**What you should do**
Pick every line from the data that holds the word "null".

Saved data entries
PR #376, opened 2021-07-23
add close() to js client to release handles at the end of client use

untoldone:
Todo:

- [x] Run `make build`
- [x] Run `make generate`

### DIFF
--- a/VERSION
+++ b/VERSION
@@ -1,4 +1,5 @@
-v7.1.0
+v7.1.1
+- v7.1.1: Add close() to TypeScript clients to release outstanding handles
 - v7.1.0: Properly generate TypeScript types for allOf
 - v7.0.1 bugfix --client-only not generating tracing files
 - v7.0.0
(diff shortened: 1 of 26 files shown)


untoldone:
For context, if WAG client is currently used in the context of a script, the outstanding interval may prevent the process from exiting. Calling `close()` would allow the process to exit.

tnsardesai:
> Failed to run `make build` with:
> 
> ```
> go generate ./hardcoded/
> hardcoded/gen.go:3: running "go-bindata": exec: "go-bindata": executable file not found in $PATH
> make: *** [go-generate] Error 1
> ```

Run `make install_deps` which should take care of setting up `go-bindata`. Also make sure you run `make generate` which will update the sample files

> Also, unsure of how semantic versioning is handled/ didn't know what to rev this to given addition to client public interface
Just update the minor version

untoldone:
@tnsardesai updated code / verified `make build` and `make generate` run successfully. Could you re-review? All changes of note should be in clients/js/genjs.go and the updated VERSION file -- the rest are just re-generated files given the changes.

tnsardesai (approved):

PR #379, opened 2021-07-28
Wag v8 bump openapi

taylor-sutton:
This PR is targeting the wag-8.0-dev branch which will be used for development of wag-8 until we're ready to release it. That branch currently consists JUST of bumping the module suffix to v8 (from v7) and nothing else.

This PR bumps and unpins most go-openapi and go-swagger deps, including account for some breaking changes in how they are used. There are some changes to generated code, which will need to be documented in the eventual v8 release notes (see below). You can find all the non-generated code in the first commit, and the resulting changes to samples in the second commit.

## Go field names
 There are changes to the names of certain fields in the generated Go models. For example, before this PR, a field named `podIDs` used to generate a Go field named `PodIds`, and a field named `oncallSlackChannel` used to generate a field named `OncallSLACKChannel`. After this change, the Go fields are named `PodIDs` and `OncallSlackChannel` (note: I think it picked up on the abbreviation SLA for service level agreement in Slack). 

To get the old behavior, a `wag` user can use the `x-go-name` field. For example:
```yaml
  CaseName:
    type: object
    properties:
      podIDs:
        type: array
        x-go-name: "podIds"
        items:
          type: string
```

## Omitempty changes for types that are alias of slices.

Suppose the following appears in a definitions section:
```yaml
  HasArrayAlias:
    type: object
    properties:
      some_field:
        $ref: "#/definitions/ArrayAlias"

  ArrayAlias:
    type: array
    items:
      type: string
```

In wag v7, the generated model `HasArrayAlias` would have a line like so: 
```
	SomeField ArrayAlias `json:"some_field"`
```

In wag v8, it gains "omitempty": 
```
	SomeField ArrayAlias `json:"some_field,omitempty"`
```

To preserve the old behavior, wecan use `x-omitempty: false` like so:
```

  ArrayAlias:
    x-omitempty: false
    type: array
    items:
      type: string
```

This change ONLY affects *marshaling*, NOT unmarshaling. Before AND after, if a wag controller receives any of the following:
```
{}
{"some_field": null}
{"some_field": []}
```
the resulting `HasArrayAlias` will have `some_field == []string{}` (an empty slice).

It DOES, however, change how marshaling works. Before (in wag 7), `HasArrayAlias{some_field: nil}` marshals into `"some_field":null`, and `HasArrayAlias{some_field: []string{}}` turns into `{"some_field":[]}`. In wag 8, they both turn into `{}` (empty object).

## Todo:
- [X] Run `make build`
- [X] Run `make generate`


rgarcia (approved):
💯

PR #391, opened 2021-08-19
Fix nil pointer panic in retry logic

phenixrizen:
The `RetryPolicy` is an interface which allows us to implement our own retry logic.  The problem is we wanted to handle `context.Timeout` errors. We currently can't because we will panic. We should not assume that there will be a non nil `http.Response`, because in timeout cases there is no response. 

Todo:

- [x] Run `make build`
- [x] Run `make generate`


taylor-sutton (approved):
Broadly it seems like this makes sense. To confirm, the reason you are unhappy with the built-in retry policies is essentially https://github.com/Clever/wag/blob/031b4678fa91f80849f618f9adbdcb018d5c7097/_hardcoded/doer.go#L60
because in this case, case, `err` will be non-nil but we DO actually want to retry. Is that right? In that case, the call to `d.d.Do()` will retry `resp==nil` response and  `err != nil` and we do want to retry, and that's the case that's currently broken?

phenixrizen:
> because in this case, case, `err` will be non-nil but we DO actually want to retry. Is that right? In that case, the call to `d.d.Do()` will retry `resp==nil` response and `err != nil` and we do want to retry, and that's the case that's currently broken?

Correct, we are running into a case where DynamoDB can not scale fast enough if we end up with a large sync in google classroom rostering. When that happens it makes some writes to the API exceed the default wag client timeout. We want to be able catch the `context.Timeout` error and retry.

PR #394, opened 2021-08-24
Quote js field names

taylor-sutton:
Saw in the wild at Clever a case where we have a field with a dash in it in our swagger.yml file. This is valid, since ultimately field names are just strings as far as serialization and deserialization to JSON is concerned. But the generated `index.d.ts` file could not be parsed in some cases, because the field name appeared as 
```
    type LogLine = {
  app-id?: string;
};
```
which is not valid syntax.

This PR will make that appear as 
```
    type LogLine = {
  "app-id"?: string;
};
```
instead. I added a few quick test cases demonstrating this behavior. I did regenerate samples, but none of them were affected by this change.

NOTE: it seems there was a slight change in a comment inside `_hardcoded/doer.go` but it didn't have the updated `hardcoded/hardcoded.go` commited, so there are some tweaks to `samples` due to that.

Todo:

- [X] Run `make build`
- [X] Run `make generate`


clients/js/type_script_test.go
```diff
@@ -57,3 +57,36 @@ func TestGenerateErrorDeclaration(t *testing.T) {
...
+	})
+	t.Run("key has a dash and is required", func(t *testing.T) {
+		assert.Equal(t,
+			`"as-df": any;`,
+			generatePropertyDeclaration("as-df", JSType("any"), true),
+		)
+	})
+	t.Run("key has an emoji", func(t *testing.T) {
+		assert.Equal(t,
+			`"🤩": any;`,
```
tnsardesai, line 88: 🤩

tnsardesai (approved):

PR #400, opened 2021-10-14
Add transaction support to x-db

nikhilb4a:
This PR adds support to the auto-gen dynamo code for transactions. There is an `EnableTransactions` field on the `x-db` object that takes in a list of schemas that the table can write transactions with. The transactions also have conditions that must be met in order for the transaction to succeed in the case of updates. 

One interesting decision is where the definition for which transactions are enabled should live - right now I have it on one of the two schemas involved in the transaction, as that is something that fits with the current design of `x-db` and is a place that felt natural when it comes to using the field (as I set up a table, I may think which other tables I will transact with). That being said, it means that it could end up being unnecessarily set on both tables and it means there are places we need to access the other tables config in order to have the template code follow the current pattern (eg. tests, accessing table name). 

To show how this would be useful, I've created a [PR in messaging-service](https://github.com/Clever/messaging-service/pull/214) that has the changes from our current state to one that uses these wag transactions. I've tested that it builds and the transactions work to fully replace our current approach.

The two situations it replaces are - 
1. Writing a new channel message while updating the corresponding channel object to increment the message count and update the newest message preview
2. Deleting a channel message while updating the corresponding channel object to mark the newest message preview as deleted (if the deleted message is the newest message)

Todo:

This code still has some work to be done including more thorough tests, but Im hoping to get feedback on the approach before continuing down this path.

- [ ] Run `make build`
- [ ] Run `make generate`

### DIFF
--- a/VERSION
+++ b/VERSION
@@ -1,4 +1,6 @@
-v8.0.3
+v8.1.0
+
+v8.1.0: Add dynamodb codegen support for same and cross table transactions
 
 v8.0.3: Fix generated TS types (index.d.ts) when fields might not be valid JS identifiers.
 
@@ -34,7 +36,7 @@ which attributes are set, should not be considered stable.
 - v7.0.0
 
 v7 removes all references to OpenTracing and begins adding OpenTelemetry to replace it. For now,
-OpenTelemetry parts should be considered *unstable*, especially as the OpenTelemetry Go SDKs are
+OpenTelemetry parts should be considered _unstable_, especially as the OpenTelemetry Go SDKs are
 themselves unstable.
 
 Support for the glide package manager for Go is also removed. Previously, wag could update your


server/gendb/interface.go.tmpl
```diff
@@ -60,6 +60,12 @@ type Interface interface {
     Scan{{ $modelName }}sBy{{ $indexName }}(ctx context.Context, input Scan{{ $modelName }}sBy{{ $indexName }}Input, fn func(m *models.{{ $modelName }}, last{{ $modelName }} bool) bool) error
     {{- end }}
     {{- end }}
+    {{- range $transactWithSchemaName := $xdbConfig.EnableTransactions }}
+    {{- $transactWithModelName := pascalize $transactWithSchemaName }}
+    // TransactSave{{ $modelName }}And{{ $transactWithModelName }} saves {{ $modelName }} and {{ $transactWithModelName }} as an atomic transaction.
+    // Use the condition map to indicate pre-transaction condition requirements when updating an item; key = attribute JSON key, use 'x.y' notation for nested properties
```
nbhatia823, line 66: It would be nice if the condition map had type safety (and so maybe was just the actual model itself), but I think we'd lose the ability to distinguish nil values.

server/gendb/table.go.tmpl
```diff
@@ -883,6 +886,87 @@ func (t {{ $modelName }}Table) scan{{ $modelName }}sBy{{ $computedIndexName }}(c
...
+  data1, err := encode{{ $modelName }}(m1)
+  if err != nil {
+    return err
+  }
+
+  m1CondExpr, m1ExprVals, m1ExprNames, err := buildCondExpr(m1ConditionMap)
+  if err != nil {
+    return err
+  }
+
```
nbhatia823, line 903: An [example](https://github.com/Clever/messaging-service/pull/214/files#diff-3672c1b365f00721e784d7201508ceaa44053b758091d5aaf4adf7e191ec89c6R90-R94) of how the conditions can be used

server/gendb/table.go.tmpl
```diff
@@ -883,6 +886,87 @@ func (t {{ $modelName }}Table) scan{{ $modelName }}sBy{{ $computedIndexName }}(c
...
+  return err
+}
+{{- end }}
+
+func buildCondExpr(conditionMap map[string]interface{}) (*string, map[string]*dynamodb.AttributeValue, map[string]*string, error) {
+	var condExpr *string
+	var exprVals map[string]*dynamodb.AttributeValue
+	var exprNames map[string]*string
+	if conditionMap != nil && len(conditionMap) > 0 {
```
taylor-sutton, line 946: Nit: I think you can omit the nil check, if you can `len()` on a slice it just returns 0.

server/gendb/table.go.tmpl
```diff
@@ -883,6 +886,87 @@ func (t {{ $modelName }}Table) scan{{ $modelName }}sBy{{ $computedIndexName }}(c
...
+		c := 0
```
taylor-sutton, line 947: Nit: use a more descriptive variable name.

server/gendb/table.go.tmpl
```diff
@@ -883,6 +886,87 @@ func (t {{ $modelName }}Table) scan{{ $modelName }}sBy{{ $computedIndexName }}(c
...
+          TableName: aws.String(t.name()),
+					Item:      data1,
+					ConditionExpression:       m1CondExpr,
+					ExpressionAttributeValues: m1ExprVals,
+					ExpressionAttributeNames:  m1ExprNames,
+				},
+			},
+			{
+				Put: &dynamodb.Put{
+    			TableName: aws.String(fmt.Sprintf("%%s-{{ $transactWithModelName }}s", t.Prefix)),
```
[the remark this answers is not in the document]
taylor-sutton: Can we add a comment to `t.name()` that if the name format changes, the transaction bit also needs to change?

server/gendb/gendb.go
```diff
@@ -37,6 +37,9 @@ type XDBConfig struct {
 	// DynamoDB configuration.
 	DynamoDB AWSDynamoDBTable
 
+	// EnableTransactions determines which schemas this schema will be able to perform transactions with. It only needs to be set for one per pair.
```
taylor-sutton, line 40: The order of items in a transaction doesn't matter, right? At least in terms of the semantics. (I think maybe if a transaction is going to fail, it might use less read/write capacity on the DB if it fails sooner?)

taylor-sutton: Also, this should work if you put a table to transact with itself?

nbhatia823: 1) The order of the items doesn't matter in regards to semantics and might not even matter when it comes to the underlying db calls, but I'm not certain about that. This line `DynamoDB performs two underlying reads or writes of every item in the transaction: one to prepare the transaction and one to commit the transaction. ` from the docs makes it sound like regardless of the format of the transaction, the underlying read/writes happen in two steps so it seems that the first step is the condition check(s) that all happen regardless of if one fails, and the second write step that may consume the same capacity regardless of failure? Not certain though

2) Correct! With this setup the table can transact with itself

server/gendb/table.go.tmpl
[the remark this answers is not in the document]
nbhatia823: Actually, I realize my reference wasn't accurate. That link is for when the tableName isn't set, which seems to (maybe/probably never?) not be the case? For ex. we pass in the tableNames [here in messaging-service](https://github.com/Clever/messaging-service/blob/master/main.go#L167)

nbhatia823:
Thanks for the review, Taylor! And for our chat the other day to help me more forward. 

> I would also consider accepting the conditions in a more general format - with this API, it's hard to extend this to support anything other than "equals" conditions. Maybe the simplest thing to do is to have the API just accept an expression.ConditionBuilder rather than a map if the plan is not to make some type-safe version using the generated Go model.

This is an interesting point. I've gone back and forth a bit on this. I thought the approach I used might be a good starting point to abstract away the condition building for ease of use if it seemed that most conditions could be satisfied with an "equals" condition (which is the case for both of my use cases), thinking we could maybe expand on in the future if we do see other use cases come up. That being said, since this approach is already not type-safe, maybe it does make sense to go the more general way of accepting an `ConditionBuilder`.

nbhatia823:
Updated the interface to take in a `*expression.ConditionBuilder` instead of an equality condition map. More flexible and still pretty easy to use! Example [here](https://github.com/Clever/messaging-service/blob/passion-demo/controller/channel_messages.go#L92)

taylor-sutton (approved):
I'm excited to see how this gets used! The last thing you need to do before merging is bump the `VERSION` file - which is also used as the release notes, so you can write up some quick notes as well. (First line should stay in the `vX.Y.Z` on the line by itself, then empty line then you can follow the pattern for release notes).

**Written response**
{"some_field": null}
It DOES, however, change how marshaling works. Before (in wag 7), `HasArrayAlias{some_field: nil}` marshals into `"some_field":null`, and `HasArrayAlias{some_field: []string{}}` turns into `{"some_field":[]}`. In wag 8, they both turn into `{}` (empty object).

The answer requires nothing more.